Mmm este es un bafle con un cono0 de 6 pulgadas de 20w si quieres te paso las medidas
lo tengo funcionando con un amp de 5w. 

la salida de aire y la bornera la tiene en la parte trasera y esa cajita que esta al lado con una luz es el pulsador para prenderlo con el pie (una cuestión de  comodidad ) 

saludos


----------



## sentonio1

Alguien podria facilitarme un plano , auque no sea muy profesional de como hacer una caja para un subwoofer de 8" en madera para el maletero del coche. muchas gracias


----------



## Juan Jose

HernanSantaFe dijo:
			
		

> Como dice el titulo, necesitaria los planos para armar una caja subwoofer de 8", es para un juegode parlantes para una pc, asi que tiene que ser de tamaño reducido (lease, no una de esas columnas enormes) sino tipo home theater o los equipos 2.1 para pc. Estuve buscando en internet y no encontre nada, si alguien tiene algun plano que porfa me lo pase!
> Gracias a todos desde ya.



Hernan, lo mejor seria subir los datos del parlante y calcular la caja o mejor dicho sintonizarla. Aca te va un link de unos planos para woofer de 8 - 10 - 12 que son para sistemas de 2.1 canales.

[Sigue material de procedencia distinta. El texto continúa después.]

PR #608, opened 2026-09-17
Automatic version bumps for expat, libelf, libxml2, pcre2

ci-robbot:
## Summary

- expat was updated 2.8.2 -> 2.8.4
- libelf was updated 0.195 -> 0.196
- libxml2 was updated 2.15.3 -> 2.15.4
- pcre2 was updated 10.47 -> 10.48

### expat
- Version: `2.8.2` -> `2.8.4`
- Release: [libexpat/libexpat 2.8.4](https://github.com/libexpat/libexpat/releases/tag/R_2_8_4)
- Notes:

<details>
<summary>Release notes excerpt</summary>

* [Blog post "Expat 2.8.4 released, fixes 4 vulnerabilities"](https://blog.hartwork.org/posts/expat-2-8-4-released/)
* [Original change log](https://github.com/libexpat/libexpat/blob/R_2_8_4/expat/Changes)

</details>

- Compare: [R_2_8_2...R_2_8_4](https://github.com/libexpat/libexpat/compare/R_2_8_2...R_2_8_4)

### libelf
- Version: `0.195` -> `0.196`
- Release: [arachsys/libelf releases](https://github.com/arachsys/libelf/releases)
- Compare: [v0.195...v0.196](https://github.com/arachsys/libelf/compare/v0.195...v0.196)

### libxml2
- Version: `2.15.3` -> `2.15.4`
- Notes:

<details>
<summary>Release notes excerpt</summary>

libxml 2.15.4

</details>

- Compare: [v2.15.3...v2.15.4](https://gitlab.gnome.org/GNOME/libxml2/-/compare/v2.15.3...v2.15.4)

### pcre2
- Version: `10.47` -> `10.48`
- Release: [PCRE2Project/pcre2 10.48](https://github.com/PCRE2Project/pcre2/releases/tag/pcre2-10.48)
- Notes:

<details>
<summary>Release notes excerpt (truncated)</summary>

This is a regular release, incorporating security fixes along with fixes and small improvements to library behaviour.

This release is available as before as a (signed) Git tag, or alternatively as a (signed) tarball of the Git tag ([attestation](https://github.com/PCRE2Project/pcre2/attestations/44153304)).

### NEWS

Only changes to behaviour, changes to the API, and other significant changes are described here. Please see the [ChangeLog](https://github.com/PCRE2Project/pcre2/blob/pcre2-10.48/ChangeLog) and Git log for further details.

* (Git change) Renamed the default development branch from master to main.

[...]

PR #601, opened 2026-09-17
Automatic version bumps for libtirpc, multipath, parted, urcu

ci-robbot:
## Summary

- libtirpc was updated 1.3.7 -> 1.3.8
- multipath was updated 0.15.0 -> 0.15.1
- parted was updated 3.7 -> 3.7.13
- urcu was updated 0.15.6 -> 0.15.7

### libtirpc
- Version: `1.3.7` -> `1.3.8`
- Source: [upstream](git://git.linux-nfs.org/projects/steved/libtirpc.git) (gittag)
- Notes: unavailable for this source type

### multipath
- Version: `0.15.0` -> `0.15.1`
- Release: [opensvc/multipath-tools 0.15.1](https://github.com/opensvc/multipath-tools/releases/tag/0.15.1)
- Notes:

<details>
<summary>Release notes excerpt (truncated)</summary>

### User-visible changes

* The `preferredip=`parameter for the `iet` prioritizer has been generalized.
  The new syntax is
  ```
  preferredip=<CIDR>:<Prio>[,<CIDR>:<Prio>,...]
  ```
  where `CIDR` is an IPv4 address block in CIDR format, e.g. `192.168.1.0/24`,
  and `<Prio>` is the numeric priority to assign to IP addresses in this
  block.  See the *multipath.conf(5)* man page for details. The syntax
  `preferredip=<IP>` is still supported with the same semantics as before.

### Vulnerability fixes

* [DoS on mulipathd socket by blocking IPC send operations](https://github.com/opensvc/multipath-tools/security/advisories/GHSA-hmcm-9cq4-r2xm)
* [DoS on multipathd socket by exhausting connections]( https://github.com/opensvc/multipath-tools/security/advisories/GHSA-pvp6-c9p3-25fp)
* [Heap Out-of-Bounds Read in Custom Format String Parser via Trailing `%`](https://github.com/opensvc/multipath-tools/security/advisories/GHSA-g5mh-253r-jjw5)
* [Heap out-of-bounds read in device-mapper-multipath ALUA RTPG parsing](https://github.com/opensvc/multipath-tools/security/advisories/GHSA-pxwh-g75c-95pc)
* [kpartx: Heap Out-of-Bounds Read in GPT Header Validation](https://github.com/opensvc/mu…

</details>

- Compare: [0.15.0...0.15.1](https://github.com/opensvc/multipath-tools/compare/0.15.0...0.15.1)

### parted
- Version: `3.7` -> `3.7.13`
[...]

PR #609, opened 2026-09-17
fix(autobumper): refresh the sources.yaml checksum a version bump invalidates

ci-robbot:
## The bug

`849b115` made the Dockerfile the single source of truth for pinned versions, and
its own message describes a bump as "one ARG default plus one sha256". Only the
first half exists. Every `updatecli.d/*.yaml` target is `kind: dockerfile` on an
`ARG <NAME>_VERSION` matcher, and nothing in the tree writes `sources.yaml`.

So a bump leaves the checksum describing the previous release, and both readers
of that field reject the new tarball:

- `populate-sources` fails the cell on a checksum mismatch.
- The downloader stages `hack/render.sh` writes for fork pull requests exhaust
  their URL list without a match, which is how the nightly's own PRs build.

That is why #601 through #608 are red, each on its own bumped package's source
download step. Verified directly:

```
sources.yaml pins: c08ae2388ef333e8403e670ad70c0a11f1eed021fd88308d7e02f596fcd9dc16
pcre2 10.47:       c08ae2388ef333e8403e670ad70c0a11f1eed021fd88308d7e02f596fcd9dc16
pcre2 10.48:       ebcc25aadf2a51fa1fefa9b8bc9e7a79b3dae86870a0f1152a22e42befd46888   <- what #608 pins
```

https://www.forosdeelectronica.com/f32/cajas-woofer-hometheatre-11626/

Por otro lado mira este post donde subi un procedimiento muy facil para sintonizar tu caja al parlante que tienes.

https://www.forosdeelectronica.com/f32/opiniones-sobre-respiradero-unos-parlantes-12456/

saludos.

Juan Jose.


----------



## turborapa

Hola amigos! Excelente foro el que tienen por aquí!
Soy un aficionado a la electrónica desde hace mucho tiempo y últimamente mis intereses se han desviado hacia el audio (materia en la que soy bastante ignorante ops:  ). El motivo de mi consulta es la siguiente:
Tengo unos pequeños woofer de 8" marca B52 con los que me gustaría hacer una caja pasabanda para poder reproducir los proverbiales subgraves, de esos bien bajos y profundos. La usaría como practica para aprender y luego armar otra para otro par de woofer que poseo de 10".  Lamentablemente de los woofer no poseo sus datos técnicos completos, solo lo siguiente:

Woofer 8"
Marca B52
Modelo W380
Impedancia: 8 Ω
Potencia: 30 Watts RMS

Lo que noto es que su suspensión es blanda y poseen una gran excursión. Haría 2 cajas gemelas y las usaría con un amplificador que arme de 25+25 Watts rms, aunque también me atrae la idea de armar solo una caja y utilizar los 2 woofer en una configuración isobárica (como esta http://www.diysubwoofers.org/projects/home/uglito/homepage.htm)
Me gustaría si alguien tiene la amabilidad de pasarme algunos diseños genéricos de cajas pasa banda para woofer de 8 " ya que me es difícil encontrarlos (pido planos genéricos porque no creo que sea posible conseguir los parámetros de estos parlantes y calcularles una a medida) o sino que me orienten en los volúmenes aproximados que deben contar la caja frontal y la trasera de pasa banda, y por supuesto del tamaño del tubo.
Probablemente una caja pasabanda no sea lo mas indicado para un principiante, pero realmente quiero armar una!  
Muchas gracias por adelantado y ojalá alguien pueda darme una mano.
Saludos
Raul


----------



## Dr. Zoidberg

Vas a tener que medir los parámetros y calcular la caja por soft; o vas a tener que buscar en la web del fabricante si te recomienda algun diseño como el que buscas.
Si lo queres medir y diseñar vos, leé este post: https://www.forosdeelectronica.com/f32/disenar-cajas-medir-parametros-thiele-small-parlantes-16852/

Saludos!


----------



## matiasdanielruiz

Gabf dijo:


> Mmm este es un bafle con un cono0 de 6 pulgadas de 20w si quieres te paso las medidas
> lo tengo funcionando con un amp de 5w.
> 
> la salida de aire y la bornera la tiene en la parte trasera y esa cajita que esta al lado con una luz es el pulsador para prenderlo con el pie (una cuestión de  comodidad )
> 
> saludos



hola amigo.. me interesan las medidas.. si me la podes pasar te agradeceria.
saludos


----------



## ivercingo

Mi pais esta lleno de  equipor de audio chinos , un amigo me trajo un equipo sudwoofer de pc  y lo  desarma todo  sus caracteristicas son : woofer 6" de 15 w  con un integrado de la serie tda ...  de cinco pines 12 v  simetricos  el mismo integrado  para los satelitales  solo que  a 6w cada satelital ,  el  sonido es muy bueno tanto que  casi compro uno el cajon no era tan grande . pero sonaba genial.


----------